The same progressive development occurs in each individual man. This orderly development of the nervous system in the animal series is recognized again in the gradual development of the individual man. The primitive trace, as it faintly appears in the germinal membrane, marks out the place presently to be occupied by the cranio-spinal axis, and, that point of development gained, man answers to the amphioxus. Not until the twelfth week of embryonic life does he reach the state permanently presented by birds; at this time the anterior lobes are only perceptible. In four or six weeks more the middle lobes are evolved posteriorly on the anterior, and, finally, in a similar manner, the tertiary or posterior ones are formed. And thus it appears that, compared with the nervous system of other animals, that of man proceeds through the same predetermined succession of forms. Theirs suffers an arrest, in some instances at a lower, in some at a higher point, but his passes onward to completion.
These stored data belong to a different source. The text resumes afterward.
PR #44, opened 2021-04-09
Set maximum tensor size

Tabrizian:


src/python.cc
```diff
@@ -1042,22 +1036,29 @@ TRITONBACKEND_Initialize(TRITONBACKEND_Backend* backend)
     }
 
     triton::common::TritonJson::Value shm_growth_size;
+    std::string shm_growth_byte_size;
     if (cmdline.Find("shm-growth-byte-size", &shm_growth_size)) {
-      RETURN_IF_ERROR(
-          shm_growth_size.AsInt(&backend_state->shm_growth_byte_size));
+      RETURN_IF_ERROR(shm_growth_size.AsString(&shm_growth_byte_size));
     }
+    backend_state->shm_growth_byte_size =
```
CoderHam, line 1043: You should add some error handling in case stoi fails

src/python.cc
```diff
@@ -912,27 +901,32 @@ ModelInstanceState::GetInputTensor(
...
 
-  RESPOND_AND_RETURN_IF_EXCEPTION(
-      request, TRITONBACKEND_InputProperties(
-                   in, &input_name, &input_dtype, &input_shape,
-                   &input_dims_count, &input_byte_size, &input_buffer_count));
+  RETURN_IF_ERROR(TRITONBACKEND_InputProperties(
+      in, &input_name, &input_dtype, &input_shape, &input_dims_count,
+      &input_byte_size, &input_buffer_count));
+
+  // If input_byte_size is larger than 2GBs, reject request the request.
```
CoderHam, line 908: You mention 4Gb and 2Gb here. Which is correct?

src/python.cc
```diff
@@ -707,7 +696,9 @@ ModelInstanceState::ProcessRequests(
 TRITONSERVER_Error*
 ModelInstanceState::SetupChildProcess()
 {
-  std::string shm_region_name = std::string("/") + Name();
+  std::string kind = TRITONSERVER_InstanceGroupKindString(kind_);
+  std::string shm_region_name =
```
CoderHam, line 700: Use '_' to separate name, kind and device_id for readability

CoderHam (changes requested):

PR #47, opened 2021-04-23
Make sure that the output buffers are in CPU

Tabrizian:
~~Needs to be rebased after https://github.com/triton-inference-server/python_backend/pull/45 is merged.~~ Done

### DIFF
--- a/src/python.cc
+++ b/src/python.cc
@@ -613,6 +613,17 @@ ModelInstanceState::ProcessRequests(
         &request, 1 /* request count */, &response, 0 /* max_batch_size */,
         model_state->TritonMemoryManager(), model_state->EnablePinnedInput(),
         CudaStream());
+
+    bool cuda_copy = false;
+    std::set<std::string> requested_output_names;
+    for (size_t j = 0; j < requested_output_count; ++j) {
+      const char* output_name;
+      GUARDED_RESPOND_IF_ERROR(
+          responses, r,
+          TRITONBACKEND_RequestOutputName(request, j, &output_name));
+      requested_output_names.insert(output_name);
+    }
+
     for (size_t j = 0; j < requested_output_count; ++j) {
       Tensor* output_tensor = &output_tensors[j];
       TRITONSERVER_DataType triton_dt = output_tensor->dtype;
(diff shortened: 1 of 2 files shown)


deadeyegoodwin (approved):

src/python.cc
```diff
@@ -607,14 +609,25 @@ ModelInstanceState::ProcessRequests(
             (char**)&output_tensors, sizeof(Tensor) * requested_output_count,
             response_shm->outputs));
 
+    BackendOutputResponder responder(
+        &request, 1 /* request count */, &response, 0 /* max_batch_size */,
```
GuanLuo, line 613: It is strange that you need one responder for every response instead of using one responder for all responses. What is the reason behinds it?

Tabrizian: @GuanLuo The reason is that I don't know how I can skip the Tensor processing for a request in case there is an error. As far as I have understood, `ProcessTensor` will do the processing of the specific tensor for all of the `requests` in the `responder`. I'm not sure how I can skip a single response using `ProcessTensor`.

GuanLuo: The output responder will handle the skipping when there is error or the response has been sent (due to earlier error)

Tabrizian: @GuanLuo I see. There is one other problem too. In Python backend, the output buffers are stored in separate `char *` pointers (as each request is handled independently) and are not in a single contiguous area. As far as I have understood, `ProcessTensor` expects all the output buffers inside a single pointer. Would it be possible to pass an array of separate buffers instead?

GuanLuo: `ProcessTensor` expects the data of a output is in contiguous buffer. So Python backend doesn't really support dynamic batching, otherwise I don't see why the output buffer will not be contiguous.

GuanLuo: Given that, I don't think we have a good reason to use output responder, all it does is the same as the code for [handling bytes data type](https://github.com/triton-inference-server/python_backend/pull/47/files#diff-9209a7d49d738ccae1862624eb9a79e7264f42779d73b3e66993b62aad8a981cR667-R688)

Tabrizian: Yeah, I'll change it to only use the `CopyBuffer`. The reason I made this change was because of an error I noticed when the output is in GPU. I wanted to make sure that the output is in CPU.

GuanLuo (approved):
Just need to update the PR title accordingly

It occurs again in the entire life of the globe. But that is not all. The biography of the earth, the life of the entire globe, corresponds to this progress of the individual, to this orderly relation of the animal series. Commencing with the oldest rocks that furnish animal remains, and advancing to the most recent, we recognize a continual improvement in construction, indicated by the degree of advancement of the nervous system. The earliest fishes did not proceed beyond that condition of the spinal column which is to be considered as embryonic. The Silurian and Devonian rocks do not present it in an ossified state. Fishes, up to the Carboniferous epoch, had a heterocercal tail, just as the embryos of osseous fishes of the present time have up to a certain period of their life. There was, therefore, an arrest in the old extinct forms, and an advance to a higher point in the more modern. The buckler-headed fishes of the Devonian rocks had their respiratory organs and much of their digestive apparatus in the head, and showed an approximation to the tadpoles or embryos of the frog. The crocodiles of the oolite had biconcave vertebræ, like the embryos of the recent ones which have gained the capability of making an advance to a higher point. In the geological order, reptiles make their appearance next after fishes, and this is what we should expect on the principle of an ascending nervous development. Not until long after come birds, later in date and higher in nervous advancement, capable not only of instinct, but also of intelligence. Of mammals, the first that appear are what we should have expected – the marsupials; but among the tertiary rocks, very many other forms are presented, the earlier ones, whether herbivorous or carnivorous, having a closer correspondence to the archetype than the existing ones, save in their embryonic states, the analogies occurring in such minor details as the possession of forty-four teeth. Absolute necessity of admitting transmutation of forms. The biography of the earth is thus, on the great scale, typical of individual life, even that of man, and the succession of species in the progress of numberless ages is the counterpart of the transmutation of an individual from form to form. As in a dissolving view, new objects emerge from old ones, and new forms spontaneously appear without the exercise of any periodical creative act.

Life of man from infancy to maturity in accordance with his anatomy. For some days after birth the actions of the human being are merely reflex. Its cranio-spinal axis alone is in operation, and thus far it is only an automaton. But soon the impressions of external objects begin to be registered or preserved in the sensory ganglia, and the evidences of memory appear. The first token of this is perhaps the display of an attachment to persons, not through any intelligent recognition of relationship, but merely because of familiarity. This is followed by the manifestation of a liking to accustomed places and a dread of strange ones. At this stage the infant is leading an instinctive life, and has made no greater advance than many of the lower mammals; but they linger here, while he proceeds onward. He soon shows high powers of memory, the exercise of reason in the determinations of judgment, and in the adaptation of varied means to varied ends.